# MRV & VOD Install Questions?



## tenn_ (Sep 19, 2010)

I would like to get MRV & VOD services activated. I have one each: HR22/100, HR23/700 & two HR 23/600 boxes installed and working, they are connected to a SWM. 

Am I understanding that if I can get one ethernet cable hooked up between any one of the DirecTV boxes and my AT&T wireless PC wi-fi router that is all I need for the networking connection for MRV & VOD? Then I will need one DECA device on each DirecTV box, correct? 

Do I need any additional hardware for VOD/MRV service or otherwise?

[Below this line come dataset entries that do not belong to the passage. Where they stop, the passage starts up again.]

Issue #1079, opened 2017-02-06
[Testing] Tests for org.eclipse.kura.core.comm


djurod:
Writing tests for org.eclipse.kura.core.comm

MMaiero:
Merged the PR, can this be closed?

djurod:
Yes

PR #1080, opened 2017-02-06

Will there be any conflict between my PC network and the DirecTV network after this install, such as slowing down my 3mbps internet connection?

Should I get the hardware/kits I need from DirecTV and install them myself or should I let DirecTV install the hardware? I have technician skills.

Is there any cost benefit to buying the hardware eleswhere and installing it myself?

Am I overlooking anything else as part of this project?

Thank you.


----------



## veryoldschool (Dec 10, 2006)

Seems like this should show what you need to have and how to connect it. Since you have 22-23s you'll need the white DECAs shown:










The DECA for internet has now been replaced by the black BB DECA, or CCK.


----------



## tenn_ (Sep 19, 2010)

VOS,

Thanks for the response, can you address any of my other questions?

Thank you.


----------



## veryoldschool (Dec 10, 2006)

No "conflicts" but if you're downloading VOD, then other internet use will be sharing the same 3 Mb/s connection.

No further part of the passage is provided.